[Start of Attachment]

PR #10455, opened 2026-06-11
resize-bilinear: clamp source coordinate in legacy/align-corners mode (OOB read)

evilgensec:
### Problem

In the resize-bilinear indirection initializers (`src/indirection.c`, e.g. `xnn_indirection_init_resize_bilinear2d_hwc_f32`), the `tensorflow_legacy || align_corners` branch computes the source coordinate and casts it to the top index **without clamping**:

```c
const float input_y = (float) (int32_t) output_y * height_scale;
assert(input_y < (float) input_height);                 // compiled out in release
const uint32_t input_y_top = (uint32_t) (int32_t) input_y;   // NOT clamped to input_y_max
const uint32_t input_y_bottom = math_min_u32(input_y_top + 1, input_y_max);  // only this is clamped
```

The code relies on `input_y` staying `< input_height`, but `height_scale` is float32 and for a large `output_height` the rounded product `(output_height - 1) * height_scale` can round up to exactly `input_height`. `input_y_top` is then `input_height`, and the indirection buffer references input row `input_height` — one full row past the input tensor:

```c
indirection_buffer[0] = input + (input_y_top * input_width + input_x_left) * input_pixel_stride;
```

The `ibilinear` ukernel dereferences it, reading out of bounds (CWE-125). The default (half-pixel) branch does not have this problem because it clamps the coordinate first (`input_y = math_min_f32(math_max_f32(input_y, 0.0f), (float) input_y_max);`). The same unclamped pattern is in all five resize initializers (f16/f32/qs8/qu8 NHWC and the CHW variant), for both the height and width coordinate.

Reproduced deterministically: an exact-size input tensor (`2x2x8`) placed at the end of a mapped page with an unmapped guard page immediately after, resized to `output_height = 13103685, output_width = 2` in `XNN_FLAG_TENSORFLOW_LEGACY_MODE`. On the last output row, `input_y` rounds to `2.0` so `input_y_top == input_height == 2`, and the over-read of input row 2 faults on the guard page (`EXC_BAD_ACCESS`). `output_height < 2**24`, so the shape is accepted by `xnn_create_resize_bilinear2d_nhwc`. A normal heap buffer hides the fault but silently reads adjacent heap into the interpolated output (information disclosure).

### Fix

Clamp `input_y` and `input_x` with `math_min_f32`/`math_max_f32` in the legacy/align-corners branch, exactly as the default branch already does, in all five resize indirection initializers. For valid shapes the coordinate is already `< input_height`, so the clamp is a no-op and the output is unchanged.

### Testing

- The guard-page reproducer above faults before the fix and runs cleanly after it.
- A normal legacy-mode resize (e.g. `4x4 -> 8x8`) still runs and produces the same output (the clamp is a no-op for in-range coordinates; corner values are preserved).

### DIFF
--- a/src/indirection.c
+++ b/src/indirection.c
@@ -496,17 +496,20 @@ void xnn_indirection_init_resize_bilinear2d_hwc_f16(
   const uint32_t input_x_max = (uint32_t) input_width - 1;
   if (tensorflow_legacy || align_corners) {
     for (size_t output_y = output_y_start; output_y < output_y_end; output_y++) {
-      const float input_y = (float) (int32_t) output_y * height_scale;
-      assert(input_y >= 0.0f);
-      assert(input_y < (float) input_height);
+      float input_y = (float) (int32_t) output_y * height_scale;
+      // Clamp the source coordinate as the half-pixel branch does. The legacy
+      // and align-corners formulas rely on input_y staying < input_height, but
+      // height_scale is float32 and for large output_height the rounded product
+      // can reach input_height, putting input_y_top one full row past the input
+      // (out-of-bounds read in the bilinear ukernel).
+      input_y = math_min_f32(math_max_f32(input_y, 0.0f), (float) input_y_max);
 
       const uint32_t input_y_top = (uint32_t) (int32_t) input_y;
       const uint32_t input_y_bottom = math_min_u32(input_y_top + 1, input_y_max);
       const float alpha_y = input_y - (float) input_y_top;
       for (size_t output_x = 0; output_x < output_width; output_x++) {
-        const float input_x = (float) (int32_t) output_x * width_scale;
-        assert(input_x >= 0.0f);
-        assert(input_x < (float) input_width);
+        float input_x = (float) (int32_t) output_x * width_scale;
+        input_x = math_min_f32(math_max_f32(input_x, 0.0f), (float) input_x_max);
 
         const uint32_t input_x_left = (uint32_t) (int32_t) input_x;
         const uint32_t input_x_right = math_min_u32(input_x_left + 1, input_x_max);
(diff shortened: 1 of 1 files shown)


Aelphy (commented):
Sorry for late review. Please sync to resolve a merge conflict.

evilgensec:
Reopening — closing this was premature on my part. This PR (opened 2026-06-11) proposes the coordinate clamp that later landed in master via 14663846eb (2026-06-23).

evilgensec:
Status update so this does not stall on the sync request:

The same coordinate clamp already landed on master in 14663846eb (2026-06-23), which also added regression tests in test/indirection.cc. Rebasing this branch onto current master now produces an empty diff, so there is no code left to merge on top of that commit.

Background: I reported this out-of-bounds read to the Google OSS VRP on 2026-06-11 (issue 522593840) and opened this PR the same day as the proposed fix. The report was initially closed as out of scope because the OSS VRP requires an OT1 memory-corruption finding to have a committed and merged patch, which did not exist at that point. With 14663846eb now merged, that condition is satisfied.

To reopen the VRP case, proof of issue initiation is required: evidence that the merged fix traces back to the original report. Would you confirm on this thread that 14663846eb addresses the issue reported here (this PR and report 522593840, both dated 2026-06-11)? A short acknowledgment, or merging or referencing this PR from the fix, is enough to meet that requirement.

Aelphy:
Both changes seem to solve same problem.

evilgensec:
Thanks for confirming both changes address the same problem. That coordinate clamp already landed on master in 14663846eb, so rebasing this branch produces an empty diff and there is nothing left to merge here. Happy to close this PR since the fix is in, unless you would prefer to keep it linked for reference.

Aelphy:
Please close.

PR #10473, opened 2026-06-15
bound split axis to input rank in split_dims reshape

aizu-m:
Tracing the static reshape helpers in copy.c, split_dims is the one that never checks its split axis against the live input rank:

    split_dims, rank-2 input {4,4}, axis=3:
      input elements = 16
      output buffer  = 0   (axis past the rank pulls a stale dim into the count)
      copy writes 16 elements into a 0-element buffer -> out-of-bounds write

axis comes from the node and is only bounded against XNN_MAX_TENSOR_DIMS at define time, never against the input tensor. The runtime rank can be smaller, or change later through xnn_reshape_external_value. With axis at or past the rank, resize_split_dims_output_tensor reads input_shape->dim[axis] from beyond the live rank and emits an output element count that no longer matches the input. reshape_copy_operator then copies xnn_shape_multiply_all_dims(input) elements into that undersized output.

fuse_dims already rejects this (input_shape->num_dims < first_dim + num_dims), and even-split and concatenate both reject an axis past the rank. split_dims was the gap, so it gets the same guard. Added a regression test that fails on the old tree and passes with the check.

### DIFF
--- a/src/subgraph/copy.c
+++ b/src/subgraph/copy.c
@@ -263,6 +263,16 @@ static enum xnn_status resize_split_dims_output_tensor(
   const struct xnn_shape* input_shape = &input->shape;
   struct xnn_shape* output_shape = &output->shape;
 
+  if (axis >= input_shape->num_dims) {
+    xnn_log_error("failed to split dims in %s operator with input ID #%" PRIu32
+                  " and output ID #%" PRIu32
+                  ": split axis, %zu, is out of range for an input with %zu "
+                  "dimensions",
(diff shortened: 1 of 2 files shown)


Aelphy:
Please fix merge conflicts.

aizu-m:
Rebased onto master, conflicts resolved. The only clash was in split-fuse.cc where the new large_axis_rejected tests landed at the same spot as this one; kept both, mine now sits after the #ifndef XNNPACK_USE_YNNPACK block. copy.c merged cleanly.

PR #10521, opened 2026-06-17
Add f32 x16 gemm microkernels for WASM Relaxed SIMD

yolanda15:
Add the f32 x16 gemm microkernels that is similar to avx2 default config for wasm relaxed simd.
The 5x16 wasm relaxed simd fma loadsplat kernel is ~20% slower than the corresponding 4x8 microkernel, but with the unrolled version, the gap can be reduced to within 5%.

With revec enabled, the unrolled version is also 18 - 30% faster than the default 4x8 microkernels.


fbarchard (approved):
Looks good.  I wonder if we should be adding 'revec' to the naming to clarify kernel choices if find a way to detect revec is enabled.. or 512 bit in the future
Thanks for the change!

PR #10523, opened 2026-06-17
Add Hexagon V75 CMake build and adapt subgraph to newer slinky API

ejparkqc:
- These are additions to the branch 'test_890235712' (https://github.com/google/XNNPACK/pull/9803)
- Add a Hexagon V75 cross-compile path for YNNPACK: toolchain file, build driver, pthreadpool fetch, and a hexagon-only slinky patch for `int` -->  `slinky::expr` overload disambiguation. Switch gtest discovery to PRE_TEST so it doesn't run binaries on hexagon-sim at build time.
 - Update `subgraph/` for slinky API changes: `mutable_dim` --> `dim`, drop `in_bounds{}` wrapper, fix `enqueue` signature, and replace removed `store_outputs_innermost()` with per-output `store_at` calls.


ejparkqc:
@dsharlet @fbarchard Created a PR again. Works for V75.

PR #10528, opened 2026-06-18
ci: add cmake-windows-arm64-native job using windows-11-arm runner

chinazhangchao:
Add a native arm64-on-arm64 CI job and the matching build script.

The existing cmake-windows-arm64 job runs an x64 -> arm64 cross from windows-2022-8core and therefore cannot exercise ctest on the produced binaries. The new cmake-windows-arm64-native job runs on the windows-11-arm runner (publicly available since April 2025) with the native arm64 v143 toolset that ships in the image, and runs ctest when the caller workflow sets inputs.run-tests.

Changes:

scripts/build-windows-arm64-native.cmd (new): mirrors the cl.exe feature set of scripts/build-windows-arm64.cmd, but does not pass a CMAKE_TOOLCHAIN_FILE so CMAKE_CROSSCOMPILING stays FALSE and ctest can launch the binaries.
.github/workflows/build.yml: new cmake-windows-arm64-native job inserted next to the existing cmake-windows-arm64 cross job. Same style as cmake-windows-x64 (vswhere + vcvarsall + ninja + ctest).
The new job is additive; the existing cross job is unchanged so users building on x64 hosts keep working.

Tested locally on Snapdragon X Plus (X1P-64-100, Surface Laptop 7) by running scripts/build-windows-arm64-native.cmd in a fresh repo clone under VS 2022 17.14 Developer Prompt. Build completes; ctest run launches without CMAKE_CROSSCOMPILING errors.


.github/workflows/build.yml
dsharlet, line 188: Should we delete this one now? It seems redundant, and we struggle in general with the number of presubmits we have.

dsharlet (approved):

.github/workflows/build.yml
```diff
@@ -184,34 +184,26 @@ jobs:
           key: ccache-riscv64-${{ runner.os }}-${{ github.job }}-${{ github.run_id }}-${{ github.run_attempt }}
       - name: Print ccache stats
         run: ccache -s
-
-  cmake-windows-arm64:
-    runs-on: windows-2022-8core
+  cmake-windows-arm64-native:
```
dsharlet: We have some internal infrastructure that uses this name, just leaving it alone (not changing it) would be easiest.

.github/workflows/build.yml
```diff
@@ -184,34 +184,26 @@ jobs:
           key: ccache-riscv64-${{ runner.os }}-${{ github.job }}-${{ github.run_id }}-${{ github.run_attempt }}
       - name: Print ccache stats
         run: ccache -s
-
```
dsharlet, line 187: I think we should keep this newline. I don't know if YAML requires it or not, but it's also inconsistent with the rest.

Issue #1950, opened 2023-02-01
Alpine Packages


svrnm:
While playing around with the OpenTelemetry demo applications I figured out that it would be nice to have the ability to load the OpenTelemetry C++ libraries pre-compiled from a package repository like grpc, re2, etc

So instead of 

```
RUN apk add git cmake make g++ grpc-dev re2-dev protobuf-dev c-ares-dev 
RUN git clone opentelemetry-cpp ... build ... make
```

Wouldn't it be nice to do the following instead?

```
RUN apk add git cmake make g++ grpc-dev re2-dev protobuf-dev c-ares-dev opentelemetry-cpp-dev
```

I played around with that a little bit and now I have the following:

https://github.com/svrnm/otel-abuild

I consider to create a merge request with https://gitlab.alpinelinux.org/alpine/aports/, but I wanted to check with you first what you think about that and maybe if there's some feedback on what I created.

Thanks

marcalff:
Thanks @svrnm 

From a quick look:

* add license information on every file ?
* The jaeger exporter is [deprecated](https://github.com/open-telemetry/opentelemetry-cpp/issues/1892), and the build uses WITH_JAEGER=OFF, great. There should be no `opentelemetry-cpp-exporter-jaeger` package then.
* For the packages names, maybe use only the `opentelemetry-cpp-*` namespace, not `opentelemetry-*` (as seen in `RUN apk add ... opentelemetry-dev`)

For the license, I assume it will be:

```
# Copyright The OpenTelemetry Authors
# SPDX-License-Identifier: Apache-2.0
```

I have not tried the packages yet, will investigate further.

svrnm:
> add license information on every file ?

The only file that's really relevant is the APKBUILD file, everything else is just there to speed up the build. If this get's added to the official alpine repositories they are no longer needed.

> The jaeger exporter is https://github.com/open-telemetry/opentelemetry-cpp/issues/1892, and the build uses WITH_JAEGER=OFF, great. There should be no opentelemetry-cpp-exporter-jaeger package then.

I forgot to take this off the list of packages that are generated. I just upgraded to 1.8.2 and saw the deprecation notes, will remove it.

> For the packages names, maybe use only the opentelemetry-cpp-* namespace, not opentelemetry-* (as seen in RUN apk add ... opentelemetry-dev)

Also a typo, thanks!

lalitb:
[...]

PR #1957, opened 2023-02-06
Add alpine packages to INSTALL.md

svrnm:
As discussed in #1950 a minor update to INSTALL.md to also mention the alpine packages.

### DIFF
--- a/INSTALL.md
+++ b/INSTALL.md
@@ -320,7 +320,7 @@ with `vcpkg install opentelemetry-cpp` and follow the then displayed
 descriptions. Please see the vcpkg project for any issues regarding the
 packaging.
 
-If you are using [alpine linx](https://www.alpinelinux.org/) you can install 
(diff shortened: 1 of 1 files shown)


INSTALL.md
```diff
@@ -320,6 +320,10 @@ with `vcpkg install opentelemetry-cpp` and follow the then displayed
 descriptions. Please see the vcpkg project for any issues regarding the
 packaging.
 
+If you are using [alpine linx](https://www.alpinelinux.org/) you can install
```
marcalff, line 323: There is a trailing space, making the format CI fail.

Also, `alpine linux` for the link name ?

marcalff, line 323:
```suggestion
If you are using [alpine linux](https://www.alpinelinux.org/) you can install
```

marcalff (approved):
LGTM, thanks the the fix, and for the packages.

esigo (approved):
LGTM
Thanks for the package :)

[End of Attachment]

# [EXERCISE DETAILS]
Nothing but the lines from the first line of the data through the line with "In the resize-bilinear" should be returned, exactly as they appear, both ends included.

# [EXERCISE OUTPUT]
PR #10455, opened 2026-06-11
resize-bilinear: clamp source coordinate in legacy/align-corners mode (OOB read)

evilgensec:
### Problem

In the resize-bilinear indirection initializers (`src/indirection.c`, e.g. `xnn_indirection_init_resize_bilinear2d_hwc_f32`), the `tensorflow_legacy || align_corners` branch computes the source coordinate and casts it to the top index **without clamping**:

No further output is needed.